PR #1889, opened 2019-10-19
Upgrade to clang-tidy-8

mrks:
* When returning a value, clang-tidy now correctly complains about that value being const. Those instances are now fixed.
* Changed some parameters to const references.
* Changed some defines to constexprs.
* Disabling some warnings that are too strict.


.clang-tidy-ignore
```diff
@@ -1,9 +1,6 @@
...
 
-src/lib/operators/jit_operator/specialization/llvm/InlineFunction.cpp  # File clone from LLVM - Hyrise code style does not apply
-src/lib/operators/jit_operator/specialization/llvm/CloneFunction.cpp   # dto.
-
-src/lib/server/client_connection.cpp                                   # clang-tidy doesn't like htons
-src/lib/server/postgres_wire_handler.cpp                               # dto.
-
-src/lib/utils/uninitialized_vector.hpp                                 # external source
\ No newline at end of file
+src/lib/server/client_connection.cpp            # clang-tidy doesn't like htons
```
Bouncner: htons?

.clang-tidy
```diff
@@ -1,40 +1,47 @@
...
+#   cppcoreguidelines-pro-bounds-pointer-arithmetic           Doesn't like DebugAssert
+#   google-runtime-references                                 Doesn't like mutable references
+#   cert-err58-cpp                                            We reeeeeally don't care about uncaught exceptions
+#   llvm-include-order                                        Handled by cpplint.py which is way faster
+#   clang-analyzer-cplusplus.NewDelete*                       False positives with shared_ptr::operator=
+#   cert-msc32-c, -cert-msc51-cpp                             Ok, so our generated tables are not cryptographically safe
+#   fuchsia-statically-constructed-objects                    We have too many static objects
+#   bugprone-exception-escape                                 We throw exceptions in many places (even destructors) and are completely fine with std::terminate
+#   hicpp-uppercase-literal-suffix                            Don't really care if it's 1.0f or 1.0F
+#   cert-dcl16-c                                              dto.
```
******************************
# REQUIRED ACTION
Copy the records above exactly, leaving nothing out.

# WRITTEN SOLUTION
PR #1889, opened 2019-10-19
Upgrade to clang-tidy-8

mrks:
* When returning a value, clang-tidy now correctly complains about that value being const. Those instances are now fixed.
* Changed some parameters to const references.
* Changed some defines to constexprs.
* Disabling some warnings that are too strict.


.clang-tidy-ignore
```diff
@@ -1,9 +1,6 @@
...
 
-src/lib/operators/jit_operator/specialization/llvm/InlineFunction.cpp  # File clone from LLVM - Hyrise code style does not apply
-src/lib/operators/jit_operator/specialization/llvm/CloneFunction.cpp   # dto.
-
-src/lib/server/client_connection.cpp                                   # clang-tidy doesn't like htons
-src/lib/server/postgres_wire_handler.cpp                               # dto.
-
-src/lib/utils/uninitialized_vector.hpp                                 # external source
\ No newline at end of file
+src/lib/server/client_connection.cpp            # clang-tidy doesn't like htons
```
Bouncner: htons?

.clang-tidy
```diff
@@ -1,40 +1,47 @@
...
+#   cppcoreguidelines-pro-bounds-pointer-arithmetic           Doesn't like DebugAssert
+#   google-runtime-references                                 Doesn't like mutable references
+#   cert-err58-cpp                                            We reeeeeally don't care about uncaught exceptions
+#   llvm-include-order                                        Handled by cpplint.py which is way faster
+#   clang-analyzer-cplusplus.NewDelete*                       False positives with shared_ptr::operator=
+#   cert-msc32-c, -cert-msc51-cpp                             Ok, so our generated tables are not cryptographically safe
+#   fuchsia-statically-constructed-objects                    We have too many static objects
+#   bugprone-exception-escape                                 We throw exceptions in many places (even destructors) and are completely fine with std::terminate
+#   hicpp-uppercase-literal-suffix                            Don't really care if it's 1.0f or 1.0F
+#   cert-dcl16-c                                              dto.
```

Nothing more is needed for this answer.